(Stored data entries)
PR #306, opened 2023-03-20
Nit CSS updates

jpinsonneau:
- border under table headers
- broken lines on right
- increased a bit histogram height
- histogram title (suggestion)

image

PR #402, opened 2023-09-22
NETOBSERV-1313 enable feature gated panels by default

jpinsonneau:
## Description

Show DNS & RTT panels by default (when feature enabled)
Backport: https://github.com/netobserv/network-observability-console-plugin/pull/403

## Dependencies

n/a

## Checklist

### DIFF
--- a/web/src/utils/overview-panels.ts
+++ b/web/src/utils/overview-panels.ts
@@ -48,11 +48,11 @@ export const getDefaultOverviewPanels = (): OverviewPanel[] => {
     { id: 'top_dropped_state_donut', isSelected: true },
     { id: 'top_dropped_cause_donut', isSelected: true },
     { id: 'top_dropped_bar_total', isSelected: true },
-    { id: 'top_avg_dns_latency_donut', isSelected: false },
-    { id: 'top_dns_rcode_donut', isSelected: false },
-    { id: 'top_dns_rcode_bar_total', isSelected: false },
-    { id: 'top_avg_rtt_donut', isSelected: false },
-    { id: 'top_avg_rtt_line', isSelected: false }
+    { id: 'top_avg_dns_latency_donut', isSelected: true },
+    { id: 'top_dns_rcode_donut', isSelected: true },
+    { id: 'top_dns_rcode_bar_total', isSelected: true },
+    { id: 'top_avg_rtt_donut', isSelected: true },
+    { id: 'top_avg_rtt_line', isSelected: true }
   ]);
   if (isAllowed(Feature.Overview)) {
     panels.unshift({ id: 'overview', isSelected: true });


web/src/utils/overview-panels.ts
```diff
@@ -48,11 +48,11 @@ export const getDefaultOverviewPanels = (): OverviewPanel[] => {
     { id: 'top_dropped_state_donut', isSelected: true },
     { id: 'top_dropped_cause_donut', isSelected: true },
     { id: 'top_dropped_bar_total', isSelected: true },
-    { id: 'top_avg_dns_latency_donut', isSelected: false },
-    { id: 'top_dns_rcode_donut', isSelected: false },
-    { id: 'top_dns_rcode_bar_total', isSelected: false },
-    { id: 'top_avg_rtt_donut', isSelected: false },
-    { id: 'top_avg_rtt_line', isSelected: false }
+    { id: 'top_avg_dns_latency_donut', isSelected: true },
```
jotak, line 51: should we be more selective and not display them all by default? E.g. show donuts, which are more lightweight, than line/bar charts for the same metric ?

jpinsonneau: I guess it's more a matter of advertising what's available here more that anything don't you think ?

That selection is kept in cache so this will affect only the first time until the user actually configure the panels (or get new panels not yet assigned from new feature / operator update).

Amoghrd:
@jpinsonneau This PR seems to be breaking the consolePlugin. I am hitting the below error as soon as I patch the above image.
Screenshot 2023-09-28 at 2 31 04 PM

jpinsonneau:
> @jpinsonneau This PR seems to be breaking the consolePlugin. I am hitting the below error as soon as I patch the above image. Screenshot 2023-09-28 at 2 31 04 PM

Just tried on OCP 4.13.13 and it works fine :thinking: Which version did you tried ?

Your react error is pointing [#306](https://legacy.reactjs.org/docs/error-decoder.html/?invariant=306&args=undefined&args=)
```
Element type is invalid. Received a promise that resolves to: [missing argument]. Lazy element type must resolve to a class or function.[missing argument]
```
Which is not enough to find where it comes from :disappointed:

Amoghrd:
@jpinsonneau Yeah the image works fine, think I was using older release of operator before which may have led to that error idk. Anyways, the DNS panels are seen on default but when I click on RestoreDefaults it removed those panels which is not the case for PacketDrop which dont go away upon click.

jpinsonneau:
> @jpinsonneau Yeah the image works fine, think I was using older release of operator before which may have led to that error idk. Anyways, the DNS panels are seen on default but when I click on RestoreDefaults it removed those panels which is not the case for PacketDrop which dont go away upon click.

I think you are still facing some cache issue here:
[Screencast from 2023-10-03 09-51-33.webm](https://github.com/netobserv/network-observability-console-plugin/assets/91894519/7ef1c68c-29c9-4d2f-8e51-8d78b42beee8)

I double checked the code and confirm this is the only place where panels defaults are set.

Could you please clear your browser cache before giving another try ? Or just change browser to ensure no cache is there.
Local storage is not supposed to impact this as the defaults are not saved there. However, if nothing works, please give another try cleaning it.

On my side I will investigate to get rid of all of these cache issues.

PR #417, opened 2023-10-20
NETOBSERV-1150 Console plugin columns & filters as config

jpinsonneau:
## Description

This PR allow sending definitions from config for: 
- [X] columns - default to [EndTime + Src / Dst addresses](https://github.com/netobserv/network-observability-console-plugin/pull/417/files#diff-77bc5fc3c78c6fa145f2f835eb0765e0dda931d56a438ddea93ffa488e6529e5R116-R120)
  - set id, name, group and helpers from texts 
  - size from number
  - default selection from boolean
  - map to an existing filter using filter id
  - map `value` and `sort` functions according to `field` or `calculated value`
- [X] filters - optionnal (filter bar is hidden if not set)
  - set id, name and hints from texts
  - set component type from text
  - map `options`, `encoder` and `validation` from id keywords.

It also move [server](https://github.com/netobserv/network-observability-console-plugin/pull/417/files#diff-77bc5fc3c78c6fa145f2f835eb0765e0dda931d56a438ddea93ffa488e6529e5R10-R19) and [loki](https://github.com/netobserv/network-observability-console-plugin/pull/417/files#diff-77bc5fc3c78c6fa145f2f835eb0765e0dda931d56a438ddea93ffa488e6529e5R21-R38) configs to the loaded configmap for consistency.

image
image
image

/!\ FYI some behaviors are [still hardcoded by column id](https://github.com/netobserv/network-observability-console-plugin/blob/main/web/src/components/netflow-record/record-field.tsx#L219).
I suggest to slowly migrate to something more flexible according to our needs.

## Dependencies

https://github.com/netobserv/network-observability-operator/pull/477

## Checklist


config/sample-config.yaml
```diff
@@ -0,0 +1,806 @@
...
+  authCheck: none
+  useMocks: false
+frontend: 
+  recordTypes:
+    - flowLog
+  portNaming:
+    enable: true
+    portNames:
+      "3100": loki
+  columns:
```
jotak, line 24: For all the config below: do you remember if you changed some content or if it's only moving around these strings? (Just to help me reviewing, because I can't see the diff)

web/src/components/netflow-tab.tsx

**Exercise requirements**
Nothing but the lines from the one with "FYI some behaviors" through the final line of the data above should be output, exactly as written.

**The completed task**
/!\ FYI some behaviors are [still hardcoded by column id](https://github.com/netobserv/network-observability-console-plugin/blob/main/web/src/components/netflow-record/record-field.tsx#L219).
I suggest to slowly migrate to something more flexible according to our needs.

## Dependencies

https://github.com/netobserv/network-observability-operator/pull/477

## Checklist


config/sample-config.yaml
```diff
@@ -0,0 +1,806 @@
...
+  authCheck: none
+  useMocks: false
+frontend: 
+  recordTypes:
+    - flowLog
+  portNaming:
+    enable: true
+    portNames:
+      "3100": loki
+  columns:
```
jotak, line 24: For all the config below: do you remember if you changed some content or if it's only moving around these strings? (Just to help me reviewing, because I can't see the diff)

web/src/components/netflow-tab.tsx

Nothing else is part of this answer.